On Thu, Sep 10, 2015 at 1:24 AM, Todd <[email protected]> wrote:
Hi,
I am using data generated with
sparksqlperf(https://github.com/databricks/spark-sql-perf) to test the spark
sql performance (spark on yarn, with 10 nodes) with the following code (The
table store_sales is about 90 million records, 6G in size)

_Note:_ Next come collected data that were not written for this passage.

Issue #220, opened 2019-08-01
Rainbow has undefined behaviour


thomwiggers:
`blas_u32.c` contains casts of `uint8_t*` to `uint32_t*`, which isn't defined behaviour if the pointer is not aligned – and I'm getting crashes in `rainbowIIIc-cyclic-compressed`. 

A solution would probably be to use `uint32_t` pointers everywhere... If that's possible.

thomwiggers:
This is caught by `test_functest_sanitizers` _sometimes_. It can only tell you when it's going wrong that we have this problem, but not if it's going fine, unfortunately.

thomwiggers:
`-Wcast-align=strict` does catch this, but it is not supported by GCC 7.4

thomwiggers:
I also get stack overflows...

PR #221, opened 2019-08-01
Run with ``-Wcast-align=strict`` when available

thomwiggers:
This warning is not available on Clang or GCC < 8, but it's useful to prevent
problems such as those found in #220.

### DIFF
--- a/test/helpers.py
+++ b/test/helpers.py
@@ -2,6 +2,7 @@ import atexit
 import functools
 import logging
 import os
+import re
 import shutil
 import subprocess
 import sys
@@ -120,9 +121,13 @@ def make(*args, working_dir='.', env=None, expected_returncode=0, **kwargs):
         for envvar in ['IMPLEMENTATION', 'SCHEME']:
             if envvar in kwargs:
                 kwargs['{}_UPPERCASE'.format(envvar)] = (
-                        kwargs[envvar].upper().replace('-', ''))
+                    kwargs[envvar].upper().replace('-', ''))
     else:
         make_command = ['make']
+
+    if supports_cast_align_strict():
+        kwargs['EXTRAFLAGS'] = (
+            kwargs.get('EXTRAFLAGS', '') + ' -Wcast-align=strict')
 
     return run_subprocess(
         [
@@ -272,3 +277,22 @@ def filtered_test(func):
         else:
             raise unittest.SkipTest("Test disabled by filter")
     return wrapper
+
+
+def supports_cast_align_strict():
+    """Tells us if this version of GCC supports -Wcast-align=strict
+
+    This is true if gcc >= 8
+    """
+    if os.name == 'nt':
+        return False
+    try:
+        gcc_version = subprocess.check_output(
+            ['gcc', '--version']).split(b'\n')[0]
+        version_number = re.match(r'gcc \(.*\) (\d)\.\d+\.\d+$',
+                                  gcc_version.decode())
+        if version_number:
+            return int(version_number.group(1)) >= 8
+    except subprocess.CalledProcessError:
+        pass
+    return False
--- a/test/test_functest.py
+++ b/test/test_functest.py
@@ -24,7 +24,7 @@ def test_functest(implementation, impl_path, test_dir,
                   init, destr):
     init()
     dest_dir = os.path.join(test_dir, 'bin')
-    helpers.make('functest',
+    helpers.make('clean-scheme', 'functest',
                  TYPE=implementation.scheme.type,
                  SCHEME=implementation.scheme.name,
                  IMPLEMENTATION=implementation.name,


thomwiggers:
This finds problems in:

* Falcon-512, 1024: 
```c
void NS_hash_to_point(..., uint8_t *tmp) {
// [snip]
tt1 = (uint16_t*) tmp;
```
* FrodoKEM:
```c
kem.c: In function ‘PQCLEAN_FRODOKEM1344AES_OPT_crypto_kem_enc’:                                                                                                                                                                                                                                                              
kem.c:121:47: error: cast increases required alignment of target type [-Werror=cast-align]                                                                                                                                                                                                                                    
  121 |     PQCLEAN_FRODOKEM1344AES_OPT_key_encode(C, (uint16_t *)mu);                                                                                                                                                                                                                                                        
      |                                               ^                                                                                                                                                                                                                                                                       
kem.c: In function ‘PQCLEAN_FRODOKEM1344AES_OPT_crypto_kem_dec’:                                                                                                                                                                                                                                                              
kem.c:158:28: error: cast increases required alignment of target type [-Werror=cast-align]                                                                     
  158 |     const uint16_t *sk_S = (uint16_t *) &sk[CRYPTO_BYTES + CRYPTO_PUBLICKEYBYTES];                                                                     
      |                            ^                                                                                                                                                                                                                                                                                          
kem.c:183:44: error: cast increases required alignment of target type [-Werror=cast-align]                                                                                                                                                                                                                                    
  183 |     PQCLEAN_FRODOKEM1344AES_OPT_key_decode((uint16_t *)muprime, W);                                                                                                                                                                                                                                                   
      |                                            ^                                                                                                                                                                                                                                                                          
kem.c:206:48: error: cast increases required alignment of target type [-Werror=cast-align]                                                                                                                                                                                                                                    
  206 |     PQCLEAN_FRODOKEM1344AES_OPT_key_encode(CC, (uint16_t *)muprime);                                                                                                                                                                                                                                                  
      |                                                ^                                                        
```

* RAINBOW
```c
blas_u32.c: In function ‘PQCLEAN_RAINBOWIACYCLICCOMPRESSED_CLEAN_gf256v_predicated_add_u32’:
blas_u32.c:9:23: error: cast increases required alignment of target type [-Werror=cast-align]
    9 |     uint32_t *b_u32 = (uint32_t *)accu_b;
      |                       ^                                                
blas_u32.c:10:29: error: cast increases required alignment of target type [-Werror=cast-align]
   10 |     const uint32_t *a_u32 = (const uint32_t *)a;
      |                             ^                                          
blas_u32.c: In function ‘PQCLEAN_RAINBOWIACYCLICCOMPRESSED_CLEAN_gf256v_add_u32’:
blas_u32.c:25:23: error: cast increases required alignment of target type [-Werror=cast-align]
   25 |     uint32_t *b_u32 = (uint32_t *)accu_b;
      |                       ^                                                
blas_u32.c:26:29: error: cast increases required alignment of target type [-Werror=cast-align]
   26 |     const uint32_t *a_u32 = (const uint32_t *)a;
      |                             ^                                          
blas_u32.c: In function ‘PQCLEAN_RAINBOWIACYCLICCOMPRESSED_CLEAN_gf16v_mul_scalar_u32’:
blas_u32.c:42:23: error: cast increases required alignment of target type [-Werror=cast-align]
   42 |     uint32_t *a_u32 = (uint32_t *)a;
      |                       ^                                                
blas_u32.c: In function ‘PQCLEAN_RAINBOWIACYCLICCOMPRESSED_CLEAN_gf16v_madd_u32’:
blas_u32.c:65:23: error: cast increases required alignment of target type [-Werror=cast-align]
   65 |     uint32_t *c_u32 = (uint32_t *)accu_c;
      |                       ^                                                
blas_u32.c:66:29: error: cast increases required alignment of target type [-Werror=cast-align]
   66 |     const uint32_t *a_u32 = (const uint32_t *)a;
      |                             ^                                          
blas_u32.c: In function ‘PQCLEAN_RAINBOWIACYCLICCOMPRESSED_CLEAN_gf16v_dot_u32’:
blas_u32.c:90:29: error: cast increases required alignment of target type [-Werror=cast-align]
   90 |     const uint32_t *a_u32 = (const uint32_t *)a;
      |                             ^                                          
blas_u32.c:91:29: error: cast increases required alignment of target type [-Werror=cast-align]
   91 |     const uint32_t *b_u32 = (const uint32_t *)b;
      |                             ^                                          
cc1: all warnings being treated as errors
```

thomwiggers:
So do we want to enable this extra strict warning, which would have prevented #220, or is this complaining about upcasting `uint8_t` to `uint16_t` too strict?

pornin:
The Falcon _internal_ functions expect temporary buffers to be passed as `uint8_t*` but to be suitably aligned for whatever they are doing with it. Depending on the function, data stored in it will consist in bytes, 16-bit, 32-bit and/or 64-bit words. Some functions need to store a combination of those types, but alignment is preserved thanks to the (standard-guaranteed) fact that exact-width types have no padding bits, thus the size of `uint64_t` is necessarily equal to 8 times the size of `uint8_t`.

Callers use unions to allocate suitably-aligned buffers; e.g.: https://github.com/PQClean/PQClean/blob/6e12692b4e8484340779fc90676c6af5e3d8f039/crypto_sign/falcon-512/clean/pqclean.c#L46

It is quite understandable that a compiler would not be able to automatically follow all parameters and decide that all accesses are, in fact, properly aligned. In some cases, this hinges on the fact that the Falcon degree is (in internal functions) a power of two from 2 to 1024, and never equal to 1. I would expect the warning to complain in many places, in fact, not just one; maybe the compilation just stopped on that file and did not go further? When it reaches `keygen.c`, the `-Wcast-align=strict` should light up like a Christmas tree.

If this warning is to be activated then I can probably patch all the code to use unions in declarations or something like that, but it is not going to be pretty.

Alignment is a serious issue. Instead of (or in addition to) the warning, I would suggest running the code on a system that does not tolerate unaligned accesses. Unfortunately, these have been rarefying, and QEMU won't help here (QEMU does not trap on unaligned accesses even when the physical CPU would). It is possible to make an x86 trap on unaligned accesses by setting bit 18 of the `eflags` register; this would look like this:

```
static inline void
set_align_check(int t)
{
        if (t) {
#if __i386__
                __asm__ __volatile__ (
                        "pushf\n\t"
                        "popl   %%eax\n\t"
                        "orl    $0x00040000, %%eax\n\t"
                        "pushl  %%eax\n\t"
                        "popf\n\t"
                        : : : "eax", "flags", "memory" );
#elif __x86_64__
                __asm__ __volatile__ (
                        "pushfq\n\t"
                        "popq   %%rax\n\t"
                        "orq    $0x0000000000040000, %%rax\n\t"
                        "pushq  %%rax\n\t"
                        "popfq\n\t"
                        : : : "rax", "flags", "memory" );
#else
#error Unsupported arch.
#endif
        } else {
#if __i386__
                __asm__ __volatile__ (
                        "pushf\n\t"
                        "popl   %%eax\n\t"
                        "andl   $0xFFFBFFFF, %%eax\n\t"
                        "pushl  %%eax\n\t"
                        "popf\n\t"
                        : : : "eax", "flags", "memory" );
#elif __x86_64__
                __asm__ __volatile__ (
                        "pushfq\n\t"
                        "popq   %%rax\n\t"
                        "andq   $0xFFFFFFFFFFFBFFFF, %%rax\n\t"
                        "pushq  %%rax\n\t"
                        "popfq\n\t"
                        : : : "rax", "flags", "memory" );
#else
#error Unsupported arch.
#endif
        }
}
```

I.e. some test framework could call `set_align_check(1)` before a function, and `set_align_check(0)` after that function has returned; if it did not crash with a `SIGBUS` then it did not do any unaligned access. This has some vexing characteristics, though:

  - On 32-bit x86, ABI only enforces 32-bit alignment, but `double` values are read as eight bytes and 4-byte alignment is not sufficient. Thus, totally standard and safe code may crash on this.
  - Library functions don't expect this flag and may crash (typically, `printf()` will crash). Most critical for crypto code is the low-level functions such as `memcpy()`, calls to which being possibly generated by the compiler without even the developer being aware of it.

It should be possible to write a test mechanism that uses this method, but it will require linking with special replacements for some library functions, possibly even linking with a special reduced libc replacement that offers _only_ a few functions (arguably, ability to run against a reduced libc can be viewed as a feature).

thomwiggers:
> If this warning is to be activated then I can probably patch all the code to use unions in declarations or something like that, but it is not going to be pretty.

Yeah, that's probably not something we want to put on both the people writing the implementations, and on the people 'consuming' them...

> QEMU won't help here (QEMU does not trap on unaligned accesses even when the physical CPU would).

Ok, so our testing infrastructure can't catch this – maybe we should invest more time in figuring out automated testing on actual hardware...

thomwiggers:
I don't think we can enable this then.

PR #182, opened 2019-06-03
Add Rainbow

mkannwischer:
Resolves #142 

#### Manually checked properties

* [ ] No stringification macros
* [ ] Output-parameter pointers in functions are on the left
* [ ] Negative return values on failure of API functions (within restrictions of FO transform).
* [ ] `const` arguments are labeled as `const`
* [ ] variable declarations at the beginning (except in `for (size_t i=...`)
* Optional:
  * [ ] All integer types are of fixed size, using `stdint.h` types (including `uint8_t` instead of `unsigned char`)
  * [ ] Integers used for indexing are of size `size_t`

PR #223, opened 2019-08-07
Enable valgrind exit errorcode and remove Rainbow

### LINKED ISSUE #220: Rainbow has undefined behaviour

thomwiggers:
It seems we were not doing anything with the valgrind results... D:

This PR reverts #182 because of #220. I think we should remove it for now, as it's not really suitable for any consumption at the moment.

Closes #220 

Reopen #142


thomwiggers:
This will definitely run into errors, as Rainbow has issues (#220)

mkannwischer:
LGTM. I'll look into the rainbow issue, but that will take a while.

PR #225, opened 2019-08-14
Adds AVX2 variants of Kyber512, Kyber768, Kyber1024

thomwiggers:
Adds the AVX2 variants of the Kyber packages.

This branch requires #224

#### Manually checked properties

* [x] No stringification macros
* [ ] Output-parameter pointers in functions are on the left
* [ ] Negative return values on failure of API functions (within restrictions of FO transform).
* [x] `const` arguments are labeled as `const`
* [x] variable declarations at the beginning (except in `for (size_t i=...`)
* Optional:
  * [ ] All integer types are of fixed size, using `stdint.h` types (
    * [x] including `uint8_t` instead of `unsigned char`
  * [x] Integers used for indexing are of size `size_t`

PR #224, opened 2019-08-13
Add support for specifying architecture and feature limits

thomwiggers:
This adds support for adding architecture-specific implementations to PQClean.

You would specify them as follows:

```yaml
    - name: avx2
      version: https://github.com/pq-crystals/kyber/commit/46e283ab575ec92dfe82fb12229ae2d9d6246682
      supported_platforms:
          - architecture: x86_64
            required_flags:
                - avx2
```

PR #226, opened 2019-08-21
Add 90s variants of Kyber

thomwiggers:
This adds the 90s variants of Kyber to PQClean.

This PR only includes the portable implementations, pending merge of #224 and #225 I will also add the AVX2 implementations.

I took the lazy way out and included the reference implementation's AES implementation. While this does result in some code duplication, I thought it easier than figuring out how the AES PRF works in Kyber.

* Optional:
  * [x] **Most** integer types are of fixed size, using `stdint.h` types (including `uint8_t` instead of `unsigned char`)
  * [x] **Most** Integers used for indexing are of size `size_t`


thomwiggers:
Ah I should still add duplicate consistency checks

thomwiggers:
I just remembered I haven't yet added duplicate consistency files....

PR #230, opened 2019-09-09
Fix and re-add Rainbow

### LINKED ISSUE #142: Re-Add Round 2 signature scheme Rainbow

mkannwischer:
Closes #142. 

Rainbow had some issues with undefined behaviour (#220) and was, thus, temporarily removed in #223. This was caused by casts from `uint8_t*` to `uint32_t*` in `blas_u32.c` which lead to crashes on some platforms. 
I've removed those casts and I've also refactored the finite field arithmetic quite a bit. Since it's now computing on nibbles (gf16) or bytes (gf256) instead of 8 or 4 field elements packed into a 32-bit integer, this is probably a lot slower than the previous implementation (which was also slow because I moved a lot of code from header files to source files which prevents inlining). 
However, this eliminates a lot of code which was quite hard to read (and not working on all platforms). 

For the actual changes, you might want to look at https://github.com/mkannwischer/rainbow-clean instead of the generated code here.


crypto_sign/rainbowIIIc-classic/clean/blas_u32.c
```diff
@@ -0,0 +1,87 @@
+#include "blas_u32.h"
+#include "gf.h"
+
+void PQCLEAN_RAINBOWIIICCLASSIC_CLEAN_gf256v_predicated_add_u32(uint8_t *accu_b, uint8_t predicate, const uint8_t *a, unsigned int _num_byte) {
+    uint32_t pr_u32 = ((uint32_t)0) - ((uint32_t)predicate);
+    uint8_t pr_u8 = pr_u32 & 0xff;
+
+    unsigned int n_u32 = _num_byte >> 2;
+    uint32_t *b_u32 = (uint32_t *)accu_b;
```
thomwiggers: This is unsafe behaviour if `accu_b` does not meet the `uint32_t` alignment requirements.

crypto_sign/rainbowIIIc-classic/clean/blas_u32.c
```diff
@@ -0,0 +1,87 @@
...
+    accu_b += (n_u32 << 2);
+    unsigned int rem = _num_byte & 3;
+    for (unsigned int i = 0; i < rem; i++) {
+        accu_b[i] ^= (a[i] & pr_u8);
+    }
+}
+
+void PQCLEAN_RAINBOWIIICCLASSIC_CLEAN_gf256v_add_u32(uint8_t *accu_b, const uint8_t *a, unsigned int _num_byte) {
+    unsigned int n_u32 = _num_byte >> 2;
+    uint32_t *b_u32 = (uint32_t *)accu_b;
```
thomwiggers: This is unsafe behaviour if `accu_b` does not meet the `uint32_t` alignment requirements.

mkannwischer:
> It seems there are still issues with pointer alignment remaining.

Yes, I'm working on that. It's harder than it seems to get rid of all those casts.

val outputDir="hdfs://tmp/spark_perf/scaleFactor=30/useDecimal=true/store_sales"
val name="store_sales"
sqlContext.sql(
s"""
|CREATE TEMPORARY TABLE ${name}
|USING org.apache.spark.sql.parquet
|OPTIONS (
| path '${outputDir}'
|)
""".stripMargin)
val sql="""
|select
| t1.ss_quantity,
| t1.ss_list_price,
| t1.ss_coupon_amt,
| t1.ss_cdemo_sk,
| t1.ss_item_sk,
| t1.ss_promo_sk,
| t1.ss_sold_date_sk
|from store_sales t1 join store_sales t2 on t1.ss_item_sk =
t2.ss_item_sk
|where
| t1.ss_sold_date_sk between 2450815 and 2451179
""".stripMargin
val df = sqlContext.sql(sql)
df.rdd.foreach(row=>Unit)
With 1.4.1, I can finish the query in 6 minutes, but I need 10+ minutes with
1.5.
The configuration are basically the same, since I copy the configuration from
1.4.1 to 1.5:
sparkVersion 1.4.1 1.5.0
scaleFactor 30 30
spark.sql.shuffle.partitions 600 600
spark.sql.sources.partitionDiscovery.enabled true true
spark.default.parallelism 200 200
spark.driver.memory 4G 4G 4G
spark.executor.memory 4G 4G
spark.executor.instances 10 10
spark.shuffle.consolidateFiles true true
spark.storage.memoryFraction 0.4 0.4
spark.executor.cores 3 3
I am not sure where is going wrong,any ideas?